[[ Given data open ]]
PR #428, opened 2020-07-09
Pullsync - reset stream on errors

metacertain:
https://github.com/ethersphere/bee/pull/403

### DIFF
--- a/pkg/pullsync/pullsync.go
+++ b/pkg/pullsync/pullsync.go
@@ -116,7 +116,7 @@ func (s *Syncer) SyncInterval(ctx context.Context, peer swarm.Address, bin uint8
 		if err != nil {
 			_ = stream.Reset()
 		} else {
-			_ = stream.FullClose()
+			go stream.FullClose()
 		}
 	}()
 
@@ -362,7 +362,7 @@ func (s *Syncer) GetCursors(ctx context.Context, peer swarm.Address) (retr []uin
 		if err != nil {
 			_ = stream.Reset()
 		} else {
-			_ = stream.FullClose()
+			go stream.FullClose()
 		}
 	}()
 
@@ -401,7 +401,6 @@ func (s *Syncer) cursorHandler(ctx context.Context, p p2p.Peer, stream p2p.Strea
 	s.metrics.DbOpsCounter.Inc()
 	ints, err := s.storage.Cursors(ctx)
 	if err != nil {
-		_ = stream.Reset()
 		return err
 	}
 	ack.Cursors = ints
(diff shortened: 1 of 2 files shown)


pkg/pullsync/pullsync.go
```diff
@@ -112,6 +112,13 @@ func (s *Syncer) SyncInterval(ctx context.Context, peer swarm.Address, bin uint8
 	if err != nil {
 		return 0, 0, fmt.Errorf("new stream: %w", err)
 	}
+	defer func() {
+		if err != nil {
+			_ = stream.Reset()
+		} else {
+			_ = stream.FullClose()
```
pradovic, line 119:
```suggestion
			go stream.FullClose()
```
It seems to me that we did not wait for conformation from the other side here, so i think we can do this in a separate go routine in order not to block the caller.

pkg/pullsync/pullsync.go
```diff
@@ -342,12 +353,18 @@ func (s *Syncer) processWant(ctx context.Context, o *pb.Offer, w *pb.Want) ([]sw
...
 	stream, err := s.streamer.NewStream(ctx, peer, nil, protocolName, protocolVersion, cursorStreamName)
 	if err != nil {
 		return nil, fmt.Errorf("new stream: %w", err)
 	}
-	defer stream.Close()
+	defer func() {
+		if err != nil {
+			_ = stream.Reset()
+		} else {
+			_ = stream.FullClose()
```
pradovic, line 365: Same as the above. The handlers don't need the separate go routines as they are not blocking anyone, but the actual side that opens the stream benefits from the separate go routine to avoid blocking the caller

pkg/pullsync/pullsync.go
```diff
@@ -376,7 +401,7 @@ func (s *Syncer) cursorHandler(ctx context.Context, p p2p.Peer, stream p2p.Strea
 	s.metrics.DbOpsCounter.Inc()
 	ints, err := s.storage.Cursors(ctx)
 	if err != nil {
-		_ = stream.FullClose()
+		_ = stream.Reset()
```
pradovic, line 404: No need for reset here as it will be done by deferred function.

pkg/pullsync/pullsync.go
```diff
@@ -387,14 +412,20 @@ func (s *Syncer) cursorHandler(ctx context.Context, p p2p.Peer, stream p2p.Strea
...
 		return fmt.Errorf("new stream: %w", err)
 	}
 
 	w := protobuf.NewWriter(stream)
-	defer stream.Close()
+	defer func() {
+		if err != nil {
+			_ = stream.Reset()
+		} else {
+			_ = stream.FullClose()
```
pradovic, line 426: Same as the above for the separate go routine.

pkg/pullsync/pullsync.go
pradovic: I think that FullClose was use inappropriate here before, no needf to wait for other side to reset here.

Eknir:
@metacertain , what is the status of this PR? @pradovic

pradovic:
@Eknir, @metacertain We should merge it :)

PR #429, opened 2020-07-09
Trojan chunk support

jmozah:
Implements the trojan structures as described in the Book of Swarm.

The purpose of deploying trojan messages is to message another node in obscurity; hence they are embedded into trojan chunks, which are indistinguishable from regular data chunks.

This is pulled from the old swarm code base and refitted for the bee

### Task-related for improvements
#445 Add unsealing and sealing
#444 optimize trojan chunk mining
#443 make trojan chunks work as a bit vector

### DIFF
--- a/pkg/crypto/crypto.go
+++ b/pkg/crypto/crypto.go
@@ -56,14 +56,14 @@ func NewEthereumAddress(p ecdsa.PublicKey) ([]byte, error) {
 		return nil, errors.New("invalid public key")
 	}
 	pubBytes := elliptic.Marshal(btcec.S256(), p.X, p.Y)
-	pubHash, err := legacyKeccak256(pubBytes[1:])
+	pubHash, err := LegacyKeccak256(pubBytes[1:])
 	if err != nil {
 		return nil, err
 	}
 	return pubHash[12:], err
 }
 
-func legacyKeccak256(data []byte) ([]byte, error) {
+func LegacyKeccak256(data []byte) ([]byte, error) {
 	var err error
 	hasher := sha3.NewLegacyKeccak256()
 	_, err = hasher.Write(data)
--- a/pkg/file/file.go
+++ b/pkg/file/file.go
@@ -15,7 +15,7 @@ import (
 )
 
 var (
-	ChunkWithLengthSize = swarm.ChunkSize + 8
+	ChunkWithSpanSize = swarm.ChunkSize + 8
 )
 
 // Joiner returns file data referenced by the given Swarm Address to the given io.Reader.
--- a/pkg/file/splitter/internal/job.go
+++ b/pkg/file/splitter/internal/job.go
@@ -21,7 +21,7 @@ import (
 )
 
 // maximum amount of file tree levels this file hasher component can handle
-// (128 ^ (9 - 1)) * 4096 = 295147905179352825856 bytes
+// (128 ^ (9 - 1)) * 4096 = 295147905179352825856 bytesgit fetch origin
 const levelBufferLimit = 9
 
 // hashFunc is a hasher factory used by the bmt hasher
@@ -68,7 +68,7 @@ func NewSimpleSplitterJob(ctx context.Context, putter storage.Putter, spanLength
 		sumCounts:  make([]int, levelBufferLimit),
 		cursors:    make([]int, levelBufferLimit),
 		hasher:     bmtlegacy.New(p),
-		buffer:     make([]byte, file.ChunkWithLengthSize*levelBufferLimit*2), // double size as temp workaround for weak calculation of needed buffer space
+		buffer:     make([]byte, file.ChunkWithSpanSize*levelBufferLimit*2), // double size as temp workaround for weak calculation of needed buffer space
 		toEncrypt:  toEncrypt,
 		refSize:    refSize,
 	}
--- a/pkg/file/splitter/internal/job.go
+++ b/pkg/file/splitter/internal/job.go
@@ -60,7 +60,7 @@ func NewSimpleSplitterJob(ctx context.Context, putter storage.Putter, spanLength
 		sumCounts:  make([]int, levelBufferLimit),
 		cursors:    make([]int, levelBufferLimit),
 		hasher:     bmtlegacy.New(p),
-		buffer:     make([]byte, file.ChunkWithLengthSize*levelBufferLimit*2), // double size as temp workaround for weak calculation of needed buffer space
+		buffer:     make([]byte, file.ChunkWithSpanSize*levelBufferLimit*2), // double size as temp workaround for weak calculation of needed buffer space
 	}
 }
 
--- a/pkg/swarm/swarm.go
+++ b/pkg/swarm/swarm.go
@@ -15,16 +15,13 @@ import (
 )
 
 const (
-	SectionSize            = 32
-	Branches               = 128
-	ChunkSize              = SectionSize * Branches
-	HashSize               = 32
-	MaxPO            uint8 = 15
-	MaxBins                = MaxPO + 1
-	SpanSize               = 8
-	TrojanNonceSize        = 32
-	TrojanLengthSize       = 2
-	TrojanTopicSize        = 32
+	SectionSize       = 32
+	Branches          = 128
+	ChunkSize         = SectionSize * Branches
+	HashSize          = 32
+	MaxPO       uint8 = 15
+	MaxBins           = MaxPO + 1
+	SpanSize          = 8
 )
 
 var (
--- a/pkg/swarm/swarm.go
+++ b/pkg/swarm/swarm.go
@@ -10,15 +10,24 @@ import (
 	"encoding/hex"
 	"encoding/json"
 	"fmt"
+	"golang.org/x/crypto/sha3"
 )
 
 const (
-	SectionSize       = 32
-	Branches          = 128
-	ChunkSize         = SectionSize * Branches
-	HashSize          = 32
-	MaxPO       uint8 = 15
-	MaxBins           = MaxPO + 1
+	SectionSize            = 32
+	Branches               = 128
+	ChunkSize              = SectionSize * Branches
+	HashSize               = 32
+	MaxPO            uint8 = 15
+	MaxBins                = MaxPO + 1
+	SpanSize               = 8
+	TrojanNonceSize        = 32
+	TrojanLengthSize       = 2
+	TrojanTopicSize        = 32
+)
+
+var (
+	NewHasher = sha3.NewLegacyKeccak256
 )
 
 // Address represents an address in Swarm metric space of
@@ -119,7 +128,7 @@ type chunk struct {
 	sdata      []byte
 	pinCounter uint64
 	tagID      uint32
-	chunkType  Type
+	typ        Type
 }
 
 func NewChunk(addr Address, data []byte) Chunk {
@@ -164,11 +173,11 @@ func (c *chunk) Equal(cp Chunk) bool {
 }
 
 func (c *chunk) Type() Type {
-	return c.chunkType
+	return c.typ
 }
 
 func (c *chunk) WithType(t Type) Chunk {
-	c.chunkType = t
+	c.typ = t
 	return c
 }
 
--- a/pkg/swarm/swarm.go
+++ b/pkg/swarm/swarm.go
@@ -10,6 +10,7 @@ import (
 	"encoding/hex"
 	"encoding/json"
 	"fmt"
+
 	"golang.org/x/crypto/sha3"
 )
 
--- a/pkg/swarm/swarm.go
+++ b/pkg/swarm/swarm.go
@@ -94,6 +94,14 @@ func (a Address) MarshalJSON() ([]byte, error) {
 // ZeroAddress is the address that has no value.
 var ZeroAddress = NewAddress(nil)
 
+// Type describes a kind of chunk, whether it is content-addressed or other
+type Type int
+
+const (
+	Unknown Type = iota
+	ContentAddressed
+)
+
 type Chunk interface {
 	Address() Address
 	Data() []byte
@@ -102,6 +110,8 @@ type Chunk interface {
 	TagID() uint32
 	WithTagID(t uint32) Chunk
 	Equal(Chunk) bool
+	Type() Type
+	WithType(t Type) Chunk
 }
 
 type chunk struct {
@@ -109,6 +119,7 @@ type chunk struct {
 	sdata      []byte
 	pinCounter uint64
 	tagID      uint32
+	chunkType  Type
 }
 
 func NewChunk(addr Address, data []byte) Chunk {
@@ -150,6 +161,15 @@ func (c *chunk) String() string {
 
 func (c *chunk) Equal(cp Chunk) bool {
 	return c.Address().Equal(cp.Address()) && bytes.Equal(c.Data(), cp.Data())
+}
+
+func (c *chunk) Type() Type {
+	return c.chunkType
+}
+
+func (c *chunk) WithType(t Type) Chunk {
+	c.chunkType = t
+	return c
 }
 
 type ChunkValidator interface {
--- a/pkg/trojan/export_test.go
+++ b/pkg/trojan/export_test.go
@@ -1,8 +1,8 @@
 package trojan
 
 var (
-	Contains  = contains
-	HashBytes = hashBytes
-	PadBytes  = padBytesLeft
+	Contains    = contains
+	HashBytes   = hashBytes
+	PadBytes    = padBytesLeft
 	IsPotential = isPotential
 )
--- a/pkg/trojan/export_test.go
+++ b/pkg/trojan/export_test.go
@@ -4,4 +4,5 @@ var (
 	Contains  = contains
 	HashBytes = hashBytes
 	PadBytes  = padBytesLeft
+	IsPotential = isPotential
 )
--- a/pkg/trojan/export_test.go
+++ b/pkg/trojan/export_test.go
@@ -1,0 +1,7 @@
+package trojan
+
+var (
+	Contains  = contains
+	HashBytes = hashBytes
+	PadBytes  = padBytesLeft
+)
--- a/pkg/trojan/message.go
+++ b/pkg/trojan/message.go
@@ -8,8 +8,6 @@ import (
 	"bytes"
 	"crypto/rand"
 	"encoding/binary"
-	"errors"
-	"fmt"
 	"math/big"
 	"time"
 
@@ -20,7 +18,8 @@ import (
 // Topic is an alias for a 32 byte fixed-size array which contains an encoding of a message topic
 type Topic [32]byte
 
-// Target is an alias for an address which can be mined to construct a trojan message
+// Target is an alias for an address which can be mined to construct a trojan message.
+// Target is like partial address which helps to send message to a particular PO.
 type Target []byte
 
 // Targets is an alias for a collection of targets
@@ -43,23 +42,6 @@ const (
 	LengthSize     = 2
 	TopicSize      = 32
 	MinerTimeout   = 2 // seconds
-)
-
-var (
-	// ErrPayloadTooBig is returned when a given payload for a Message type is longer than the maximum amount allowed
-	ErrPayloadTooBig = fmt.Errorf("message payload size cannot be greater than %d bytes", MaxPayloadSize)
-
-	// ErrEmptyTargets is returned when the given target list for a trojan chunk is empty
-	ErrEmptyTargets = errors.New("target list cannot be empty")
-
-	// ErrVarLenTargets is returned when the given target list for a trojan chunk has addresses of different lengths
-	ErrVarLenTargets = errors.New("target list cannot have targets of different length")
-
-	// ErrUnMarshallingTrojanMessage is returned when a trojan message could not be de-serialized
-	ErrUnMarshallingTrojanMessage = errors.New("trojan message unmarshall error")
-
-	// ErrMinerTimeout is returned when mining a new nonce takes more time than swarm.TrojanMinerTimeout seconds
-	ErrMinerTimeout = errors.New("miner timeout error")
 )
 
 // NewTopic creates a new Topic variable with the given input string
--- a/pkg/trojan/message.go
+++ b/pkg/trojan/message.go
@@ -42,7 +42,7 @@ const (
 
 var (
 	// ErrPayloadTooBig is returned when a given payload for a Message type is longer than the maximum amount allowed
-	ErrPayloadTooBig = errors.New(fmt.Sprintf("message payload size cannot be greater than %d bytes", MaxPayloadSize))
+	ErrPayloadTooBig = fmt.Errorf("message payload size cannot be greater than %d bytes", MaxPayloadSize)
 
 	// ErrEmptyTargets is returned when the given target list for a trojan chunk is empty
 	ErrEmptyTargets = errors.New("target list cannot be empty")
--- a/pkg/trojan/message.go
+++ b/pkg/trojan/message.go
@@ -25,11 +25,10 @@ import (
 	"hash"
 	"math/big"
 
-	"github.com/ethersphere/swarm/bmt"
-	"golang.org/x/crypto/sha3"
-
 	"github.com/ethersphere/bee/pkg/crypto"
 	"github.com/ethersphere/bee/pkg/swarm"
+	bmtlegacy "github.com/ethersphere/bmt/legacy"
+	"golang.org/x/crypto/sha3"
 )
 
 // Topic is an alias for a 32 byte fixed-size array which contains an encoding of a message topic
@@ -75,7 +74,7 @@ func NewTopic(topic string) Topic {
 	if err != nil {
 		return tpc
 	}
-	copy(tpc[:], t[:])
+	copy(tpc[:], t)
 	return tpc
 }
 
@@ -83,7 +82,7 @@ func hashFunc() hash.Hash {
 	return sha3.NewLegacyKeccak256()
 }
 
-var hasher *bmt.Hasher
+var hasher *bmtlegacy.Hasher
 
 // NewMessage creates a new Message variable with the given topic and payload
 // it finds a length and nonce for the message according to the given input and maximum payload size
@@ -106,13 +105,13 @@ func NewMessage(topic Topic, payload []byte) (Message, error) {
 
 	// create new Message var and set fields
 	m := new(Message)
-	copy(m.length[:], lengthBuf[:])
+	copy(m.length[:], lengthBuf)
 	m.Topic = topic
 	m.Payload = payload
 	m.padding = padding
 
-	hashPool := bmt.NewTreePool(hashFunc, swarm.Branches, bmt.PoolSize)
-	hasher = bmt.New(hashPool)
+	hashPool := bmtlegacy.NewTreePool(hashFunc, swarm.Branches, bmtlegacy.PoolSize)
+	hasher = bmtlegacy.New(hashPool)
 
 	return *m, nil
 }
@@ -228,7 +227,11 @@ func hashBytes(s []byte) ([]byte, error) {
 		return nil, ErrInvalidHasher
 	}
 	hasher.Reset()
-	hasher.SetSpanBytes(s[:8])
+	span := binary.LittleEndian.Uint64(s[:8])
+	err := hasher.SetSpan(int64(span))
+	if err != nil {
+		return nil, err
+	}
 	if _, err := hasher.Write(s[8:]); err != nil {
 		return nil, err
 	}
--- a/pkg/trojan/message.go
+++ b/pkg/trojan/message.go
@@ -11,6 +11,7 @@ import (
 	"errors"
 	"fmt"
 	"math/big"
+	"time"
 
 	"github.com/ethersphere/bee/pkg/swarm"
 	bmtlegacy "github.com/ethersphere/bmt/legacy"
@@ -38,6 +39,10 @@ const (
 	// MaxPayloadSize + Topic + Length + Nonce = Default ChunkSize
 	//    (4030)      +  (32) +   (2)  +  (32) = 4096 Bytes
 	MaxPayloadSize = 4030
+	NonceSize      = 32
+	LengthSize     = 2
+	TopicSize      = 32
+	MinerTimeout   = 2 // seconds
 )
 
 var (
@@ -50,7 +55,11 @@ var (
 	// ErrVarLenTargets is returned when the given target list for a trojan chunk has addresses of different lengths
 	ErrVarLenTargets = errors.New("target list cannot have targets of different length")
 
+	// ErrUnMarshallingTrojanMessage is returned when a trojan message could not be de-serialized
 	ErrUnMarshallingTrojanMessage = errors.New("trojan message unmarshall error")
+
+	// ErrMinerTimeout is returned when mining a new nonce takes more time than swarm.TrojanMinerTimeout seconds
+	ErrMinerTimeout = errors.New("miner timeout error")
 )
 
 // NewTopic creates a new Topic variable with the given input string
@@ -121,7 +130,7 @@ func Unwrap(c swarm.Chunk) (*Message, error) {
 }
 
 // IsPotential returns true if the given chunk is a potential trojan
-func IsPotential(c swarm.Chunk) bool {
+func isPotential(c swarm.Chunk) bool {
 	// chunk must be content-addressed to be trojan
 	if c.Type() != swarm.ContentAddressed {
 		return false
@@ -129,7 +138,7 @@ func IsPotential(c swarm.Chunk) bool {
 
 	data := c.Data()
 	// check for minimum chunk data length
-	trojanChunkMinDataLen := swarm.SpanSize + swarm.TrojanNonceSize + swarm.TrojanTopicSize + swarm.TrojanLengthSize
+	trojanChunkMinDataLen := swarm.SpanSize + NonceSize + TopicSize + LengthSize
 	if len(data) < trojanChunkMinDataLen {
 		return false
 	}
@@ -159,7 +168,7 @@ func checkTargets(targets Targets) error {
 // and its data set to the serialization of the trojan chunk fields which correctly hash into the matching address
 func (m *Message) toChunk(targets Targets, span []byte) (swarm.Chunk, error) {
 	// start out with random nonce
-	nonce := make([]byte, swarm.TrojanNonceSize)
+	nonce := make([]byte, NonceSize)
 	if _, err := rand.Read(nonce); err != nil {
 		return nil, err
 	}
@@ -173,8 +182,7 @@ func (m *Message) toChunk(targets Targets, span []byte) (swarm.Chunk, error) {
 	}
 
 	// hash chunk fields with different nonces until an acceptable one is found
-	// TODO: prevent infinite loop
-	for {
+	for start := time.Now(); ; {
 		s := append(append(span, nonce...), b...) // serialize chunk fields
 		hash1, err := hashBytes(s)
 		if err != nil {
@@ -189,11 +197,16 @@ func (m *Message) toChunk(targets Targets, span []byte) (swarm.Chunk, error) {
 		// else, add 1 to nonce and try again
 		nonceInt.Add(nonceInt, big.NewInt(1))
 		// loop around in case of overflow after 256 bits
-		if nonceInt.BitLen() > (swarm.TrojanNonceSize * 8) {
+		if nonceInt.BitLen() > (NonceSize * swarm.SpanSize) {
+			// Test if timeout after after every 256 iteration
+			if time.Since(start) > (MinerTimeout * time.Second) {
+				break
+			}
 			nonceInt = big.NewInt(0)
 		}
 		nonce = padBytesLeft(nonceInt.Bytes()) // pad in case Bytes call is not 32 bytes long
 	}
+	return nil, ErrMinerTimeout
 }
 
 // hashBytes hashes the given serialization of chunk fields with the hashing func
@@ -245,21 +258,21 @@ func (m *Message) MarshalBinary() (data []byte, err error) {
 
 // UnmarshalBinary deserializes a message struct
 func (m *Message) UnmarshalBinary(data []byte) (err error) {
-	if len(data) < swarm.TrojanLengthSize+swarm.TrojanTopicSize {
+	if len(data) < LengthSize+TopicSize {
 		return ErrUnMarshallingTrojanMessage
 	}
 
-	copy(m.length[:], data[:swarm.TrojanLengthSize])                                            // first 2 bytes are length
-	copy(m.Topic[:], data[swarm.TrojanLengthSize:swarm.TrojanLengthSize+swarm.TrojanTopicSize]) // following 32 bytes are topic
+	copy(m.length[:], data[:LengthSize])                    // first 2 bytes are length
+	copy(m.Topic[:], data[LengthSize:LengthSize+TopicSize]) // following 32 bytes are topic
 
 	length := binary.BigEndian.Uint16(m.length[:])
-	if len(data)-swarm.TrojanLengthSize-swarm.TrojanTopicSize < int(length) {
+	if (len(data) - LengthSize - TopicSize) < int(length) {
 		return ErrUnMarshallingTrojanMessage
 	}
 
 	// rest of the bytes are payload and padding
-	payloadEnd := swarm.TrojanLengthSize + swarm.TrojanTopicSize + length
-	m.Payload = data[swarm.TrojanLengthSize+swarm.TrojanTopicSize : payloadEnd]
+	payloadEnd := LengthSize + TopicSize + length
+	m.Payload = data[LengthSize+TopicSize : payloadEnd]
 	m.padding = data[payloadEnd:]
 	return nil
 }
--- a/pkg/trojan/message.go
+++ b/pkg/trojan/message.go
@@ -1,0 +1,280 @@
+// Copyright 2020 The Swarm Authors
+// This file is part of the Swarm library.
+//
+// The Swarm library is free software: you can redistribute it and/or modify
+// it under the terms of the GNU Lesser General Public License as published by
[[ Given data closed ]]
Description of the task:
Count how many lines above include the word "than" and answer with that figure only.

Solution to this task:
7